Oh, the excruciating pain of falling victim to the "gotcha" of a juvenile. I've wised up a tad recently, but my kids have caught me slipping plenty of times. My personal favorite happened in the cafeteria. (This was not my brightest moment.) I was sitting across from an evil child named Bob. He looked at me with all the sincerity in the world and wiped at his mouth saying, "You got a little somethin' there Ms Ann." (Well in retrospect I see that this is the oldest thing in the book, but hey, it was reasonable because we were eating, and I wiped at my mouth with a napkin.) When I did, he said, "Ugly don't wipe off!" and broke into a screaming fit of the proudest laughter.

Yeah I know. Next thing you know they'll be pointing and screaming, "Look it's Elvis!"

10:48 PM  
Blogger Queen Of Cheese said...

Oh poor HBM. Seriously, I can't believe after describing these kids that you'd 'sniff' anything they brought to you.

8:15 AM  
Blogger Hillbilly Mom said...

Miss Ann,
If they ask, "Does your face hurt?" the correct reply is, "No. But YOURS is killing me."
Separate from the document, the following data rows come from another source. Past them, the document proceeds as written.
PR #2750, opened 2016-08-08
[ready] Scenario for unnecessary slight left onto Stralauer Str

daniel-j-h:
Failing Cucumber test for the following scenario:

http://map.project-osrm.org/?z=18&center=52.516206%2C13.410396&loc=52.517213%2C13.408626&loc=52.516018%2C13.411050&hl=en&alt=0

v

https://www.openstreetmap.org/edit#map=20/52.51609/13.41080

v2

## Requires:
 - [x] adjusted for comments.
 - [x] Fix features/testbot/bearing_param.feature:77

### DIFF
--- a/features/guidance/collapse.feature
+++ b/features/guidance/collapse.feature
@@ -302,12 +302,12 @@ Feature: Collapse
 
     Scenario: Entering a segregated road
         Given the node map
-            |   | a | f |   |   |
-            |   |   |   |   | g |
-            |   | b | e |   |   |
-            |   |   |   |   |   |
-            |   |   |   |   |   |
-            | c | d |   |   |   |
+            |   | a | f |   |   |   | g |
+            |   |   |   |   |   |   |   |
+            |   | b | e |   |   |   |   |
+            |   |   |   |   |   |   |   |
+            |   |   |   |   |   |   |   |
+            | c | d |   |   |   |   |   |
 
         And the ways
             | nodes | highway | name   | oneway |
@@ -615,12 +615,12 @@ Feature: Collapse
 
     Scenario: Forking before a turn (forky)
         Given the node map
-            |   |   |   | g |   |   |
-            |   |   |   |   |   |   |
-            |   |   |   | c |   |   |
-            | a | b |   |   |   |   |
-            |   |   |   |   | d |   |
-            |   |   |   |   | f | e |
+            |   |   |   |   |   | g |   |   |
+            |   |   |   |   |   |   |   |   |
+            |   |   |   |   |   | c |   |   |
+            | a |   |   | b |   |   |   |   |
+            |   |   |   |   |   |   | d |   |
+            |   |   |   |   |   |   | f | e |
 
         And the ways
             | nodes | name  | oneway | highway   |
--- a/features/guidance/collapse.feature
+++ b/features/guidance/collapse.feature
@@ -601,17 +601,19 @@ Feature: Collapse
             | bd    | road  | yes    | primary   |
             | bc    | road  | yes    | primary   |
             | de    | road  | yes    | primary   |
-            | fdcg  | cross | no     | secondary |
+            | fd    | cross | no     | secondary |
+            |  dc   | cross | no     | secondary |
+            |   cg  | cross | no     | secondary |
 
         And the relations
             | type        | way:from | way:to | node:via | restriction   |
-            | restriction | bd       | fdcg   | d        | no_left_turn  |
-            | restriction | bc       | fdcg   | c        | no_right_turn |
+            | restriction | bd       | dc     | d        | no_left_turn  |
+            | restriction | bc       | dc     | c        | no_right_turn |
 
         When I route I should get
-          | waypoints | route            | turns                   |
-          | a,g       | road,cross,cross | depart,turn left,arrive |
-          | a,e       | road,road        | depart,arrive           |
+            | waypoints | route            | turns                   |
+            | a,g       | road,cross,cross | depart,turn left,arrive |
+            | a,e       | road,road        | depart,arrive           |
 
     Scenario: Forking before a turn (forky)
         Given the node map
@@ -628,12 +630,14 @@ Feature: Collapse
             | bd    | road  | yes    | primary   |
             | bc    | road  | yes    | primary   |
             | de    | road  | yes    | primary   |
-            | fdcg  | cross | no     | secondary |
+            | fd    | cross | no     | secondary |
+            |  dc   | cross | no     | secondary |
+            |   cg  | cross | no     | secondary |
 
         And the relations
             | type        | way:from | way:to | node:via | restriction   |
-            | restriction | bd       | fdcg   | d        | no_left_turn  |
-            | restriction | bc       | fdcg   | c        | no_right_turn |
+            | restriction | bd       | dc     | d        | no_left_turn  |
+            | restriction | bc       | dc     | c        | no_right_turn |
 
         When I route I should get
             | waypoints | route                 | turns                                          |
--- a/features/guidance/collapse.feature
+++ b/features/guidance/collapse.feature
@@ -325,7 +325,6 @@ Feature: Collapse
             | g,f       | second,first,first  | depart,turn right,arrive       |
             | g,c       | second,first,first  | depart,end of road left,arrive |
 
-
     Scenario: Do not collapse turning roads
         Given the node map
             |   |   | e |   |   |
@@ -333,12 +332,12 @@ Feature: Collapse
             | a |   | b | f |   |
 
         And the ways
-            | nodes | highway | name   |
-            | ab    | primary | first  |
-            | bc    | primary | first  |
-            | cd    | primary | first  |
-            | ce    | primary | second |
-            | bf    | primary | third  |
+            | nodes | highway | name   | oneway |
+            | ab    | primary | first  | yes    |
+            | bc    | primary | first  | yes    |
+            | cd    | primary | first  | yes    |
+            | ce    | primary | second | yes    |
+            | bf    | primary | third  | yes    |
 
         When I route I should get
             | waypoints | route                   | turns                                      |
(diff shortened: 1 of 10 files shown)


features/guidance/turn.feature
```diff
@@ -940,12 +940,12 @@ Feature: Simple Turns
 
         And the ways
             | nodes | name          | highway   | oneway |
-            | ab    | Molkenmarkt   | secondary | yes    |
+            | ab    | Stralauer Str | secondary | yes    |
```
daniel-j-h: `ab` models this way https://www.openstreetmap.org/way/23812656 and is not Stralauer Str but Molkenmarkt instead.

MoKob: at the intersection itself it is modelled as Stralauer Str in the data... One could argue that the modeling of this intersection which has Molkenmarkt on multiple of the roads is more than strange, though. I'd question whether the name Mokenmarkt in between is acutally referring to the roads, but rather to the space in between.

daniel-j-h: Yep but `ab` is not at the intersection, it's the way right before `bc` which is Stralauer Str.

ab - Molkenmarkt - https://www.openstreetmap.org/way/23812656
bc - Stralauer Str - https://www.openstreetmap.org/way/286653195
cd - Stralauer Str - https://www.openstreetmap.org/way/60333309
ec - Molkenmarkt - https://www.openstreetmap.org/way/156364566

MoKob:
As long as the tag is as it is right now, we could only try and handle these cases with a serious perfomance impact.
If the Stralauer Straße starts prior to the intersection and has just the same road class as Spandauer Straße, the case is not distinguishable from a merge onto another street.
The only way we could find out about this situation is if we would check the road coming from the side, check for sliproads and ignore the merge if we find the incoming road to be a sliproad.

I've marked the respective case as todo, since I cannot see a reasonable way of handling it right now. It would be easier if the road in between was a link road. In that case we might consider incoming links as non-through street and start the actual street at the intersection.

features/guidance/collapse.feature
```diff
@@ -344,7 +344,7 @@ Feature: Collapse
             | waypoints | route                   | turns                                      |
             | a,d       | first,first,first,first | depart,continue left,continue right,arrive |
             | a,e       | first,second,second     | depart,turn left,arrive                    |
-            | a,f       | first,third,third       | depart,turn straight,arrive                |
+            | a,f       | first,third,third       | depart,new name straight,arrive            |
```
TheMarex: Why did this change? Seems like the original behavior of a "turn straight" made more sense in this context.

features/guidance/collapse.feature
```diff
@@ -601,39 +601,43 @@ Feature: Collapse
             | bd    | road  | yes    | primary   |
             | bc    | road  | yes    | primary   |
             | de    | road  | yes    | primary   |
-            | fdcg  | cross | no     | secondary |
+            | fd    | cross | no     | secondary |
+            |  dc   | cross | no     | secondary |
+            |   cg  | cross | no     | secondary |
```
TheMarex: Formatting is messed up

features/guidance/continue.feature
```diff
@@ -16,9 +16,9 @@ Feature: Continue Instructions
             | bd     | primary |
 
        When I route I should get
-            | waypoints | route       | turns                       |
-            | a,c       | abc,abc,abc | depart,continue left,arrive |
-            | a,d       | abc,bd,bd   | depart,turn straight,arrive |
+            | waypoints | route       | turns                           |
+            | a,c       | abc,abc,abc | depart,continue left,arrive     |
+            | a,d       | abc,bd,bd   | depart,new name straight,arrive |
```
TheMarex: Same weird change as above.

features/guidance/continue.feature
```diff
@@ -64,9 +64,9 @@ Feature: Continue Instructions
             | bd     | primary |
 
        When I route I should get
-            | waypoints | route       | turns                        |
-            | a,c       | abc,abc,abc | depart,continue right,arrive |
-            | a,d       | abc,bd,bd   | depart,turn straight,arrive  |
+            | waypoints | route       | turns                            |
+            | a,c       | abc,abc,abc | depart,continue right,arrive     |
+            | a,d       | abc,bd,bd   | depart,new name straight,arrive  |
```
TheMarex: And again.

features/guidance/new-name.feature
```diff
@@ -125,10 +125,10 @@ Feature: New-Name Instructions
             |   |   |   |   | c |
 
         And the ways
-            | nodes  | highway     |
-            | ab     | residential |
-            | bc     | residential |
-            | bd     | service     |
+            | nodes  | highway     | oneway |
```
TheMarex: Why was oneway added here?

features/guidance/turn.feature
```diff
@@ -930,3 +930,41 @@ Feature: Simple Turns
         When I route I should get
             | waypoints | turns                                        | route                                                         |
             | a,h       | depart,off ramp right,turn sharp left,arrive | Blue Star Memorial Hwy,bcde,Centreville Road,Centreville Road |
+
+    @todo
```
TheMarex: This is still todo?

src/extractor/guidance/intersection_handler.cpp
```diff
@@ -422,26 +477,56 @@ std::size_t IntersectionHandler::findObviousTurn(const EdgeID via_edge,
...
+            std::cout << "Index to the right prevents it." << std::endl;
             return 0;
-        if (angularDeviation(intersection[(best + 1) % intersection.size()].turn.angle,
-                             STRAIGHT_ANGLE) <= FUZZY_ANGLE_DIFFERENCE)
+        }
+        if (angularDeviation(intersection[left_index].turn.angle, STRAIGHT_ANGLE) <=
+                FUZZY_ANGLE_DIFFERENCE &&
+            !obvious_to_left)
+        {
+            std::cout << "Index to the left prevents it." << std::endl;
```
TheMarex: Leftover debugging code

src/extractor/guidance/intersection_handler.cpp
```diff
@@ -422,26 +477,56 @@ std::size_t IntersectionHandler::findObviousTurn(const EdgeID via_edge,
...
-             (left_deviation > best_deviation &&
-              !intersection[(best + 1) % intersection.size()].entry_allowed)) &&
-            (right_deviation / best_deviation >= DISTINCTION_RATIO ||
-             (right_deviation > best_deviation && !intersection[best - 1].entry_allowed)))
-        {
+        if ((distinct_to_left || obvious_to_left) && (distinct_to_right || obvious_to_right))
             return best;
-        }
+
+        std::cout << "Failed: " << distinct_to_left << " " << distinct_to_right << " "
```
TheMarex: Again left-over debugging code.

src/extractor/guidance/turn_handler.cpp
```diff
@@ -165,9 +168,11 @@ Intersection TurnHandler::handleThreeWayTurn(const EdgeID via_edge, Intersection
     }
     else
     {
-        if (isObviousOfTwo(via_edge, intersection[1], intersection[2]) &&
-            (in_data.name_id != second_data.name_id || first_data.name_id == second_data.name_id))
+        std::cout << "Name IDs: " << (int)in_data.name_id << " " << (int)first_data.name_id << " "
```
TheMarex: Debugging code..

src/extractor/guidance/turn_handler.cpp
```diff
@@ -165,9 +168,11 @@ Intersection TurnHandler::handleThreeWayTurn(const EdgeID via_edge, Intersection
...
+                  << (int)second_data.name_id << std::endl;
+        if (obvious_index == 1)
         {
+            std::cout << "Assigning Obvious first" << std::endl;
```
TheMarex: Debugging code..

src/extractor/guidance/turn_handler.cpp
```diff
@@ -177,9 +182,9 @@ Intersection TurnHandler::handleThreeWayTurn(const EdgeID via_edge, Intersection
                                                 getTurnDirection(intersection[1].turn.angle)};
         }
 
-        if (isObviousOfTwo(via_edge, intersection[2], intersection[1]) &&
-            (in_data.name_id != first_data.name_id || first_data.name_id == second_data.name_id))
+        if (obvious_index == 2)
         {
+            std::cout << "Assigning Obvious Second" << std::endl;
```
TheMarex: Debugging code..

src/extractor/guidance/turn_handler.cpp
```diff
@@ -195,6 +200,10 @@ Intersection TurnHandler::handleThreeWayTurn(const EdgeID via_edge, Intersection
 Intersection TurnHandler::handleComplexTurn(const EdgeID via_edge, Intersection intersection) const
 {
     const std::size_t obvious_index = findObviousTurn(via_edge, intersection);
+    std::cout << "[intersection]\n";
```
TheMarex: Debugging code..

features/guidance/new-name.feature
MoKob: simply makes it easier to debug and does not change the tested instructions.
If we have oneways, only one intersection is considered in the output. Otherwise we get three.

TheMarex:
This was pulled in #2727 and improved. There is one scenario that is not yet fixed and marked with `@todo`. Further discussions can happen in a ticket.

MoKob:
I've pulled the adjustments from #2780 into this PR and adjusted for the comments over there. From discussion in chat/voice this would be ready to get merged.

TheMarex:
@MoKob seems like there is [one failing scenario](https://travis-ci.org/Project-OSRM/osrm-backend/jobs/153544494#L3976-L3997) in travis. Is there a fix for this in #2780 or is that scenario just broken?

MoKob:
This actually seems to be a legit error. Will investigate what is going on here.

TheMarex:
Looks good to me.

Forewarned is forearmed, you know.

Mrs.,
I know. WHAT was I thinking?

11:19 AM  
Blogger Rebecca said...

Hi Hillbilly Mom,
Surely it is the war against Beclakia that is wearing you down, not those other trivial things.
Maybe if this kid has a wad of money, you might be able to get him to fall for the old "I'll look after that, so you don't lose it" trick.
HooRoo
Rebecca

9:36 PM  
Blogger Redneck Diva said...

Has no one ever used the "I have ADD" on one you? I got that one used on me when I was a substitute teacher. I also got "The baby kept me up all night and Mom wouldn't get up with him".
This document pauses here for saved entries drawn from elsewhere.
PR #2752, opened 2016-08-08
Scenario for unnecessary slight right onto Holzmarktstr due to node offset

daniel-j-h:
Failing test for sensitive node placement. cc @MoKob 

# TODO
 - [x] discussion on how to handle node offsets
 - [x] check impact of https://github.com/Project-OSRM/osrm-backend/pull/2779 on this

## Requirements
 - [x] merge of https://github.com/Project-OSRM/osrm-backend/pull/2750 (base branch)
 - [x] merge of https://github.com/Project-OSRM/osrm-backend/pull/2727 (base branch)
 - [x] review
 - [x] adjust for comments

### DIFF
--- a/src/engine/guidance/post_processing.cpp
+++ b/src/engine/guidance/post_processing.cpp
@@ -1,4 +1,5 @@
 #include "engine/guidance/post_processing.hpp"
+#include "extractor/guidance/constants.hpp"
 #include "extractor/guidance/toolkit.hpp"
 #include "extractor/guidance/turn_instruction.hpp"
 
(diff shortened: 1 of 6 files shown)


MoKob:
I've managed to improve the perception here by considering the input/exit bearings in the collapse process. Due to the strong angle (for 10 meters) in the current scenario, the angle remains as a slight right, it emits a new-name now, though.

The new-name is technically correct for this setting. The test added here expects no instruction though. @daniel-j-h I feel that this might be an oversight in generating the test?

If we want to detect intense offsets like this one as straight, we need to look at ways to detect bad node-placement in the noisy data. I feel that this could be a bad idea though, as we would be fixing broken data at that point.

daniel-j-h:
> The new-name is technically correct for this setting. The test added here expects no instruction though. @daniel-j-h I feel that this might be an oversight in generating the test?

Yes good catch.

src/engine/guidance/post_processing.cpp
```diff
@@ -567,26 +568,150 @@ void collapseTurnAt(std::vector<RouteStep> &steps,
...
+                                       .bearings[current_step.intersections.front().in]),
+                               current_step.intersections.front()
+                                   .bearings[current_step.intersections.front().out]);
+
+                const auto bearing_turn_angle =
+                    turn_angle(util::bearing::reverseBearing(
+                                   one_back_step.intersections.front()
+                                       .bearings[one_back_step.intersections.front().in]),
+                               current_step.intersections.front()
+                                   .bearings[current_step.intersections.front().out]);
```
daniel-j-h: Want to write a small function abstracting over the common pattern here?

src/extractor/guidance/turn_analysis.cpp
```diff
@@ -28,7 +28,7 @@ using EdgeData = util::NodeBasedDynamicGraph::EdgeData;
 
 bool requiresAnnouncement(const EdgeData &from, const EdgeData &to)
 {
-    return !from.IsCompatibleTo(to);
+    return !from.CanCombineWith(to);
```
daniel-j-h: Can you explain this change to me?

MoKob: It simply strengthens the check a bit.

Now I'm just glad I work with the children who poop in their pants, wipe boogers on every surface in my home and slobber on me. At least they don't try to convince me that their dog ate their homework.

7:58 AM  
Blogger Hillbilly Mom said...

Bec,
So it WAS you who came up with that Nigerian money-drop e-mail scheme! I put the war out of my mind so I can think "I am SO PRETTY!"

Diva,
Several of my kids really have ADD, and if they try it, another one says, "We ALL have it, so that's not an excuse."

No poopers, wipers, or slobberers here, just liars, punchers, and whiners.

5:42 PM  
Blogger Mommy Needs a Xanax said...

REDNECK DIVA--I once had to tell a child that the reason their graded paper was not being returned along with those of their classmates was because, "My cat ate your homework."

You decide which is sadder--1, I'm the teacher. 2, The cat really did eat her homework.